How access to finance is helping Glowmundo grow

With the expansion of its in-school programs and the addition of external programs, Glowmundo has more than tripled in size over the past year. However, since schools reimburse Glowmundo 60-90 days after it runs its programs, the organization needs to have cash on hand to maintain its operations while it awaits payment from the schools it serves.  

Offered through NFF's Metro Denver Nonprofit Loan Fund, which supports the recovery and sustainability of the Denver area's nonprofit ecosystem, a loan from NFF is giving Glowmundo the working capital it needs to keep supporting its community (and paying its staff) while it waits for reimbursement.   

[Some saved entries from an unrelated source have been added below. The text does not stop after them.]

Issue #1179, opened 2016-08-11
MovingPathPoint derives from Station but it should not


chrisdembia:
MovingPathPoint derives from Station even though it is not fixed to a Body. Lots of things could conceivably be done with Stations that should not be done with other Points, like defining constraints.

This inheritance from Station was introduced by #946  and also came up in #990 and #1177. In #990, @aseth1 attempted to prevent misuse by setting the location property to NaN for MovingPathPoints.

tkuchida:
> prevent misuse by setting the location property to NaN

Setting the `location` property to `NaN` did not prevent misuse; see #1104.

chrisdembia:
How about "to prevent silent misuse."? It would have been *worse* if you *did* see the moving path points but they weren't moving.

tkuchida:
> It would have been *worse* if you *did* see the moving path points but they weren't moving.

Actually, it would have been easier to spot if `location` were being set to `Vec3(0)` or `Vec3(huge_number)`; I didn't immediately notice there were missing line segments in gait10dof18musc.

What is the proposal? Should MovingPathPoint derive from Point? If so, ConditionalPathPoint would be the only descendant of PathPoint—should PathPoint be absorbed into ConditionalPathPoint?

chrisdembia:
> Actually, it would have been easier to spot if location were being set to Vec3(0) or Vec3(huge_number); I didn't immediately notice there were missing line segments in gait10dof18musc.

Does the same hold true for calculations that use the location, like moment arm or path length? I think `Vec3(huge_number)` might be nearly as good of a red flag as `NaN`, but `Vec3(0)` would not be.

> What is the proposal? Should MovingPathPoint derive from Point?

Something like that. @aseth1 doesn't want special PathPoint classes at all. Just Point classes that the muscles use.

tkuchida:
> Does the same hold true for calculations that use the location, like moment arm or path length?

Good point. Perhaps `Vec3(huge_number)` then, or just throw an exception if `MovingPathPoint::get_location()` is called.

> @aseth1 doesn't want special PathPoint classes at all. Just Point/Station classes that the muscles use.

Okay, I won't go after this, then. Thanks for the heads-up.

chrisdembia:
Yeah I don't think the fix is straightforward.

jenhicks:
@aseth1 Will move PathPoint out of Station.

jenhicks:
[...]

PR #299, opened 2014-12-19
Replace FINAL_11 with final.

chrisdembia:
The changes to OpenSim/Wrapping/SWIGSimTK/common.h should be discussed. See some discussion over at simbody [here](https://github.com/simbody/simbody/pull/302/files#diff-ba43f68612864196b99e9cd542e95b73L239). This common.h file in simbody was just updated by @sherm1.

PR #1595, opened 2017-03-17
Remove PathPoint from Station derived hierachy

aseth1:
Fixes issue #1179 

### Brief summary of changes
 1. Introduced a new base `AbstractPathPoint` class from which (stationary) `PathPoint` and `MovingPathPoint` derive
 2. `PathPoint` now uses a `Station` component internally instead of deriving from `Station` (to avoid multiple inheritance)
 3. Deprecated old `PathPoint` methods of `get/setBody()` now members of `AbstractPathPoint`

### Testing I've completed
 - existing test should pass
 - *testIterators* updated to account for internal `Station` components

 - impact on the GUI (if any) from @aymanhab 

### CHANGELOG.md 
-  no need to update because old interface was preserved (but deprecated)

### DIFF
--- a/Bindings/Java/OpenSimJNI/OpenSimContext.cpp
+++ b/Bindings/Java/OpenSimJNI/OpenSimContext.cpp
@@ -240,7 +240,9 @@ bool OpenSimContext::replacePathPoint(GeometryPath& p, AbstractPathPoint& mp, Ab
 }
 
 void OpenSimContext::setLocation(PathPoint& mp, int i, double d) {
-    mp.setLocationCoord(*_configState, i, d);
+    SimTK::Vec3 loc = mp.getLocation(*_configState);
+    loc[i] = d;
+    mp.setLocation(loc);
     _configState->invalidateAll(SimTK::Stage::Position);
     _model->getMultibodySystem().realize(*_configState, SimTK::Stage::Position);
 }
--- a/Bindings/Java/OpenSimJNI/OpenSimContext.cpp
+++ b/Bindings/Java/OpenSimJNI/OpenSimContext.cpp
@@ -120,7 +120,7 @@ double OpenSimContext::getMuscleLength(Muscle& m) {
   return m.getLength(*_configState);
 }
 
-const Array<PathPoint*>& OpenSimContext::getCurrentPath(Muscle& m) {
+const Array<AbstractPathPoint*>& OpenSimContext::getCurrentPath(Muscle& m) {
   return m.getGeometryPath().getCurrentPath(*_configState);
 }
 
@@ -174,10 +174,13 @@ void OpenSimContext::setZCoordinate(MovingPathPoint& mmp, Coordinate&  newCoord)
     return;
 }
 
-void OpenSimContext::setBody(PathPoint& pathPoint, PhysicalFrame&  newBody) {
-   pathPoint.changeBodyPreserveLocation(*_configState, newBody);
-   this->recreateSystemAfterSystemExists();
-   realizeVelocity();
+void OpenSimContext::setBody(AbstractPathPoint& pathPoint, PhysicalFrame&  newBody) {
+    PathPoint* spp = dynamic_cast<PathPoint*>(&pathPoint);
+    if (spp) {
+        spp->changeBodyPreserveLocation(*_configState, newBody);
+        this->recreateSystemAfterSystemExists();
+        realizeVelocity();
+    }
 }
 
 
@@ -220,7 +223,7 @@ void OpenSimContext::setRangeMax(ConditionalPathPoint&  via, double d) {
     return;
 }
 
-bool OpenSimContext::replacePathPoint(GeometryPath& p, PathPoint& mp, PathPoint& newPoint) {
+bool OpenSimContext::replacePathPoint(GeometryPath& p, AbstractPathPoint& mp, AbstractPathPoint& newPoint) {
    bool ret= p.replacePathPoint(*_configState, &mp, &newPoint );
    recreateSystemAfterSystemExists();
    realizeVelocity();
@@ -228,11 +231,13 @@ bool OpenSimContext::replacePathPoint(GeometryPath& p, PathPoint& mp, PathPoint&
    return ret;
 }
 
-void OpenSimContext::setLocation(PathPoint& mp, int i, double d) {
-    mp.setLocation(*_configState, i, d);
-  _configState->invalidateAll(SimTK::Stage::Position);
-  _model->getMultibodySystem().realize(*_configState, SimTK::Stage::Position);
-    return;
+void OpenSimContext::setLocation(AbstractPathPoint& mp, int i, double d) {
+    PathPoint* spp = dynamic_cast<PathPoint*>(&mp);
+    if (spp) {
+        spp->setLocationCoord(*_configState, i, d);
+        _configState->invalidateAll(SimTK::Stage::Position);
+        _model->getMultibodySystem().realize(*_configState, SimTK::Stage::Position);
+    }
 }
 
 void OpenSimContext::setEndPoint(PathWrap& mw, int newEndPt) {
@@ -257,7 +262,7 @@ bool OpenSimContext::deletePathPoint(GeometryPath& p, int menuChoice) {
   return ret;
 }
 
-bool OpenSimContext::isActivePathPoint(PathPoint& mp) {
+bool OpenSimContext::isActivePathPoint(AbstractPathPoint& mp) {
   return mp.isActive(*_configState);
 };
 
--- a/Bindings/Java/OpenSimJNI/OpenSimContext.cpp
+++ b/Bindings/Java/OpenSimJNI/OpenSimContext.cpp
@@ -239,13 +239,10 @@ bool OpenSimContext::replacePathPoint(GeometryPath& p, AbstractPathPoint& mp, Ab
    return ret;
 }
 
-void OpenSimContext::setLocation(AbstractPathPoint& mp, int i, double d) {
-    PathPoint* spp = dynamic_cast<PathPoint*>(&mp);
-    if (spp) {
-        spp->setLocationCoord(*_configState, i, d);
-        _configState->invalidateAll(SimTK::Stage::Position);
-        _model->getMultibodySystem().realize(*_configState, SimTK::Stage::Position);
-    }
+void OpenSimContext::setLocation(PathPoint& mp, int i, double d) {
+    mp.setLocationCoord(*_configState, i, d);
+    _configState->invalidateAll(SimTK::Stage::Position);
+    _model->getMultibodySystem().realize(*_configState, SimTK::Stage::Position);
 }
 
 void OpenSimContext::setEndPoint(PathWrap& mw, int newEndPt) {
--- a/Bindings/Java/OpenSimJNI/OpenSimContext.cpp
+++ b/Bindings/Java/OpenSimJNI/OpenSimContext.cpp
@@ -174,10 +174,18 @@ void OpenSimContext::setZCoordinate(MovingPathPoint& mmp, Coordinate&  newCoord)
     return;
 }
 
-void OpenSimContext::setBody(AbstractPathPoint& pathPoint, PhysicalFrame&  newBody) {
+void OpenSimContext::setBody(AbstractPathPoint& pathPoint, PhysicalFrame&  newBody)
+{
     PathPoint* spp = dynamic_cast<PathPoint*>(&pathPoint);
     if (spp) {
         spp->changeBodyPreserveLocation(*_configState, newBody);
+        this->recreateSystemAfterSystemExists();
+        realizeVelocity();
+        return;
+    }
+    MovingPathPoint* mpp = dynamic_cast<MovingPathPoint*>(&pathPoint);
+    if (mpp) {
+        mpp->setParentFrame(newBody);
         this->recreateSystemAfterSystemExists();
         realizeVelocity();
     }
--- a/OpenSim/Simulation/Model/AbstractPathPoint.cpp
+++ b/OpenSim/Simulation/Model/AbstractPathPoint.cpp
@@ -8,7 +8,6 @@
  * through the Warrior Web program.                                           *
  *                                                                            *
  * Copyright (c) 2005-2017 Stanford University and the Authors                *
- * Author(s): Peter Loan                                                      *
  *                                                                            *
  * Licensed under the Apache License, Version 2.0 (the "License"); you may    *
  * not use this file except in compliance with the License. You may obtain a  *
--- a/OpenSim/Simulation/Model/AbstractPathPoint.cpp
+++ b/OpenSim/Simulation/Model/AbstractPathPoint.cpp
@@ -24,7 +24,6 @@
 // INCLUDES
 //=============================================================================
 #include "AbstractPathPoint.h"
-#include "OpenSim/Simulation/Model/PhysicalFrame.h"
 
 //=============================================================================
 // STATICS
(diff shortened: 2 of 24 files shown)


tkuchida:
I needed the inheritance diagram to review but the CI tests are failing so myosin hasn't built the doxygen. I pulled the branch and built locally. Here it is in case other reviewers need it:

inheritance

OpenSim/Simulation/Model/GeometryPath.cpp
```diff
@@ -350,14 +350,14 @@ void GeometryPath::addInEquivalentForces(const SimTK::State& s,
             // add in the tension point forces to body forces
             if (mppo) {// moving path point location is a function of the state
                 // transform of the frame of the point to the base mobilized body
-                auto X_BF = mppo->getParentFrame().findTransformInBaseFrame();
+                auto X_BF = mppo->getBody().findTransformInBaseFrame();
```
tkuchida: Perhaps avoid use of newly deprecated methods?

OpenSim/Simulation/Model/PathPoint.h
```diff
@@ -35,88 +35,76 @@ class PhysicalFrame;
 //=============================================================================
 //=============================================================================
 /**
- * A class implementing a path point.
- *
- * @author Peter Loan
- * @version 1.0
+ * A PathPoint that is stationary with respect to parent's PhysicalFrame
```
tkuchida: This description ("A [type of] PathPoint that is stationary…") would make sense only for a class that *derives* from PathPoint. I suggest "A PathPoint" -> "A path point".

tkuchida: Should also mention that PathPoint uses a Station under the hood so that the description of the "location" property makes sense.

OpenSim/Simulation/Model/PathPoint.h
```diff
@@ -35,88 +35,76 @@ class PhysicalFrame;
...
-class OSIMSIMULATION_API PathPoint : public Station {
-OpenSim_DECLARE_CONCRETE_OBJECT(PathPoint, Station);
+class OSIMSIMULATION_API PathPoint : public AbstractPathPoint {
+    OpenSim_DECLARE_CONCRETE_OBJECT(PathPoint, AbstractPathPoint);
+public:
+//==============================================================================
+// PROPERTIES
+//==============================================================================
+    OpenSim_DECLARE_PROPERTY(location, SimTK::Vec3,
+        "The fixed location of the station expressed in its parent frame.");
```
tkuchida: The user should be told that PathPoint uses a Station.

OpenSim/Simulation/Model/PathPoint.h
```diff
@@ -35,88 +35,76 @@ class PhysicalFrame;
...
-    const double& getLocationCoord(int aXYZ) const {
-        assert(aXYZ>=0 && aXYZ<=2); return get_location()[aXYZ];
-    }
-
-    // A variant that uses basic types for use by GUI
-    void setLocationCoord(int aXYZ, double aValue) {
+    // A variant that uses basic types for use by GUI, e.g. OpenSimContext
+    /** <b>(Deprecated)</b> Old PathPoint interface */
+    DEPRECATED_14("Use setLocation() instead.")
+    void setLocationCoord(const SimTK::State&s, int aXYZ, double aValue) {
```
tkuchida: Using the [SimTK::CoordinateAxis](https://simtk.org/api_docs/simbody/3.5/classSimTK_1_1CoordinateAxis.html) class would be cleaner than `int` followed by `assert(aXYZ>=0 && aXYZ<=2)`.

OpenSim/Simulation/Model/PathPoint.h
```diff
@@ -35,88 +35,76 @@ class PhysicalFrame;
...
 
-    // get the relative velocity of the path point with respect to the body
-    // it is connected to.
-    virtual void getVelocity(const SimTK::State& s, SimTK::Vec3& velocity) {
-        velocity.setToZero();
+private: 
+    // Satisfy Point interface
+    /* Calculate the location of this PathPoint in Ground as a function of
+       the state. */
+    SimTK::Vec3 calcLocationInGround(const SimTK::State& state) const final {
```
tkuchida: Shouldn't these three methods be `getLocationIn…()`? They don't do anything more than call `get…()` methods so I don't see why they need to become `calc`.

OpenSim/Simulation/Model/PathPoint.h
```diff
@@ -125,4 +113,4 @@ OpenSim_DECLARE_CONCRETE_OBJECT(PathPoint, Station);
 
 } // end of namespace OpenSim
 
-#endif // OPENSIM_PATH_POINT_H_
+#endif // OPENSIM_STATIONARY_PATH_POINT_H_
```
tkuchida: OPENSIM_STATIONARY_PATH_POINT_H_ -> OPENSIM_PATH_POINT_H_ to match line 1.

OpenSim/Simulation/Model/PathPoint.h
chrisdembia: I agree, though perhaps an overload that takes an int would be handy for MATLAB users.

OpenSim/Simulation/Model/PathPoint.h
chrisdembia: I think they are implementing virtual functions (thus the `final`), and the virtual function assumes a calculation may be necessary. However, we decided to mark a final function as `override final`, not simply `final` (we went back and forth on this, but ultimately decided on `override final`: https://github.com/opensim-org/opensim-core/pull/299).

OpenSim/Tests/Wrapping/testWrapping.cpp
```diff
@@ -617,14 +619,14 @@ void simulateModelWithCables(const string &modelFile, double finalTime)
...
                         ObstacleInfo* obs = wrapObs[k];
                         obs->isActive = true;
                         // pp and next pp are wrap points
                         Transform X_SB = obs->X_BS.invert();
-                        PathPoint* pp_next = activePathPoints[++i]; // increment to next pp
-                        obs->P_S = X_SB*pp->getLocation();
-                        obs->Q_S = X_SB*pp_next->getLocation();
+                        AbstractPathPoint* pp_next = activePathPoints[++i]; // increment to next pp
+                        obs->P_S = X_SB*pp->getLocation(si);
+                        obs->Q_S = X_SB*pp_next->getLocation(si);
```
chrisdembia: My sense is that these changes are actually fixing bugs for the case where the active points include MovingPathPoints. Which is great.

OpenSim/Simulation/Model/GeometryPath.cpp
chrisdembia: Agreed, especially since the functions seem to do the same thing. Even if `getBody()` actually returned the base frame (body) and not the parent frame, the function call is still to get the transform in the base frame.

Bindings/Java/OpenSimJNI/OpenSimContext.cpp
```diff
@@ -220,19 +223,21 @@ void OpenSimContext::setRangeMax(ConditionalPathPoint&  via, double d) {
...
-  _configState->invalidateAll(SimTK::Stage::Position);
-  _model->getMultibodySystem().realize(*_configState, SimTK::Stage::Position);
-    return;
+void OpenSimContext::setLocation(AbstractPathPoint& mp, int i, double d) {
+    PathPoint* spp = dynamic_cast<PathPoint*>(&mp);
+    if (spp) {
+        spp->setLocationCoord(*_configState, i, d);
+        _configState->invalidateAll(SimTK::Stage::Position);
+        _model->getMultibodySystem().realize(*_configState, SimTK::Stage::Position);
+    }
```
aseth1: If we don't want "to do nothing", which was effectively what was happening before, I would prefer to only allow `OpenSim::setLocation(PathPoint ...)` and make it impossible to call with a `MovingPathPoint` altogether.

Bindings/Java/OpenSimJNI/OpenSimContext.cpp
```diff
@@ -174,10 +174,13 @@ void OpenSimContext::setZCoordinate(MovingPathPoint& mmp, Coordinate&  newCoord)
     return;
 }
 
-void OpenSimContext::setBody(PathPoint& pathPoint, PhysicalFrame&  newBody) {
-   pathPoint.changeBodyPreserveLocation(*_configState, newBody);
-   this->recreateSystemAfterSystemExists();
-   realizeVelocity();
+void OpenSimContext::setBody(AbstractPathPoint& pathPoint, PhysicalFrame&  newBody) {
+    PathPoint* spp = dynamic_cast<PathPoint*>(&pathPoint);
+    if (spp) {
```
aseth1: I will add that.

OpenSim/Simulation/Model/GeometryPath.cpp
aseth1: This was a mistake on my part. I only replaced to verify that `getBody()` still works and meant to revert and not commit the change. I took a pass through GeometryPath to update all the `Body` related calls to `ParentFrame`.

Bindings/Java/OpenSimJNI/OpenSimContext.cpp
chrisdembia: @aseth1 I have edited your comment to read `OpenSimContext::setLocation(PathPoint&...)`

aseth1:
> It's very nice that the inheritance hierarchy is cleaned up, and my naive understanding is that you may have fixed bugs too. Do we have tests that cover MovingPathPoints (that is, models with MovingPathPoints)?

Thanks @chrisdembia. There weren't any bugs specifically related to `MovingPathPoints` that I was addressing here. There are specific checks like [here](https://github.com/opensim-org/opensim-core/pull/1595/files#diff-9be6b622aa38d36047ff8d9d42d5c7a9L351) for `MovingPathPoints` which could now be removed because of these changes and we could uniformly call `getLocation(state)`. I could test and include that as part of this change- it would be another improvement to remove unnecessary `dynamic_cast`s especially in the inner loop of path calculations.

aymanhab:
@aseth1 in terms of impact on the GUI, the code base (as of 3.3) doesn't call methods on all kinds of PathPoints directly but they do through the OpenSimContext since there's one centralized state object maintained by OpenSimContext that backs the current model in the GUI. As long as OpenSimContext methods have been reimplemented there should be no significant impact.

aymanhab:
Main issue that may require large "Textual" change is that the GeometryPath now maintains an array of AbstractPathPoints, it would be ideal if these can be used as is without safeDownCast (both for GUI and Matlab) use.

OpenSim/Simulation/Model/AbstractPathPoint.cpp
```diff
@@ -0,0 +1,79 @@
...
+{
+    setParentFrame(body);
+}
+
+const std::string& AbstractPathPoint::getBodyName() const {
+    return getParentFrame().getName();
+}
+
+void AbstractPathPoint::updateFromXMLNode(SimTK::Xml::Element& aNode, int versionNumber)
+{
```
aymanhab: Not sure how this is supposed to work, it's surprising that a new class has an updateFromXMLNode implementation since the deserialization code would not instantiate such class from an older version, unless in this case it is called explicitly by the concrete subclass(es). Can you please clarify, @aseth1 Thanks

OpenSim/Simulation/Model/ConditionalPathPoint.cpp
```diff
@@ -74,7 +74,7 @@ void ConditionalPathPoint::updateFromXMLNode(SimTK::Xml::Element& node,
     }
 
     // Call base class now assuming _node has been corrected for current version
-    PathPoint::updateFromXMLNode(node, versionNumber);
+    Super::updateFromXMLNode(node, versionNumber);
```
aymanhab: Maybe this explains the updateFromXMLNode changes above?

OpenSim/Simulation/Model/PathPoint.h
aymanhab: :+1: so that the property comment makes sense.

OpenSim/Simulation/Model/PathPoint.h
aymanhab: Agreed @tkuchida :+1:, this was written before SimTK classes were exposed to Java/Matlab but it looks like this can easily be done now. Would be good to keep track of it but doesn't seem necessary/related to this PR. The OpenSimContext class will likely have to undergo some changes anyway when the MuscleEditor is refactored/rewritten and will be slimmed down significantly.

aseth1: BTW, the existing signature with the `State` already [existed](override). I would prefer that this method be removed altogether, but I left to to reduce the *havoc* caused to the GUI. If @ayamhab can use the new interface that would be ideal.

chrisdembia:
> There are specific checks like here for MovingPathPoints which could now be removed because of these changes and we could uniformly call getLocation(state). I could test and include that as part of this change- it would be another improvement to remove unnecessary dynamic_casts especially in the inner loop of path calculations.

Thanks for explaining; I think I understand. I don't think it's necessary to increase the scope of the PR.

OpenSim/Simulation/Model/PathPoint.h
aseth1: I will revise the property description. It should not be necessary to know the internal implementation of the `PathPoint` that now uses a `Station`.

OpenSim/Simulation/Wrap/WrapObject.cpp
```diff
@@ -152,10 +154,10 @@ int WrapObject::wrapPathSegment(const SimTK::State& s,
     // Convert the path points from the frames of the bodies they are attached
     // to, to the frame of the wrap object's body
     pt1 = aPoint1.getBody()
-        .findStationLocationInAnotherFrame(s, aPoint1.getLocation(), getFrame());
+        .findStationLocationInAnotherFrame(s, aPoint1.getLocation(s), getFrame());
     
     pt2 = aPoint2.getBody()
-        .findStationLocationInAnotherFrame(s, aPoint2.getLocation(), getFrame());
+        .findStationLocationInAnotherFrame(s, aPoint2.getLocation(s), getFrame());
```
aseth1: I was not addressing a bug here, but since `WrapObject` always deal with `PathWrapPoint`s at least implicitly, this likely never encounters a `MovingPathPoint`.

OpenSim/Tests/Wrapping/testWrapping.cpp
aseth1: It might be the case, but I was not targeting to fix these. I was just getting all `PathPoint`s to conform to the `getLocation(state)` interface.

OpenSim/Simulation/Model/AbstractPathPoint.cpp
aseth1: Derived classes would have to call explicitly if they override the virtual method, but since they do not implement the base implementation is invoked. I initially had the implementation on `PathPoint` but then all `MovingPathPoint`s were failing. Instead of duplicating the code i moved up the `AbstractPathPoint` and that resolved the issue for loading older model files.

aymanhab: Thanks @aseth1 Maybe a note/comment there to explain how this method ended up in the new AbstractPathPoint would help future maintainers.

aymanhab:
Much better/logical class hierarchy @aseth1 :+1:
Is there a reason for concern that the number of components has grown significantly (since every stationary pathPoint now has two entries in the component tree? as demonstrated by the component count in testIterators?)

aseth1:
> Is there a reason for concern that the number of components has grown significantly (since every stationary pathPoint now has two entries in the component tree? as demonstrated by the component count in testIterators?)

I don't believe that is reason for concern. The internal class introduces minimal overhead, if any, since methods pass straight through to `Station`. Besides using a ComponentList through every component there isn't any way to know, or reason to have to know, that `PathPoint` uses a `Station`.

aseth1:
@tkuchida @chrisdembia @aymanhab: thank you for your reviews. I have attempted to address the issues that you have raised. The PR has been updated and is ready for (hopefully easy) re-review.

aymanhab:
LGTM, just need to fix build failure if related. Thank you.

aseth1:
Thank you @tkuchida, @chrisdembia  and @aymanhab. Fixed test failure and now merging.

Glowmundo recently acquired another nonprofit – and the school communities that they served. “We acquired their programing and their clients,” says Candice. “Now we have access to many more schools and a wider diversity of programming, which requires more personnel.” Working capital from NFF will fund the salaries of some of the new staff Glowmundo needs to expand and meet the growing demand from its community. 

Gaining a loan, Candice says, helped her continue building the confidence that Glowmundo’s critical work could continue. And NFF’s consulting team is helping Glowmundo maximize that loan’s impact. "[That consultant] is moving us from surviving to thriving,” says Candice. “She gives us concrete things that we can do to improve our capacity to write grants, to just be in the community and build their confidence and … build the trust of community members.” 

As schools and communities continue to recognize how an investment in SEL can support children’s development, they’ve requested Glowmundo’s services more and more. And the organization is determined to keep growing.  

Certainly, Glowmundo would like to keep expanding to school districts across the country, says Candice. She adds that she would like to launch “... an online platform ... that anybody from anywhere, even from around the world, can access our trainings and gain those skills to then apply it in their own communities.” 

No matter where young people live or where they come from, says Candice, “We want [them] to know that you can always ... make it to the other side of whatever is challenging you, or achieve whatever opportunity presents [itself] to you.”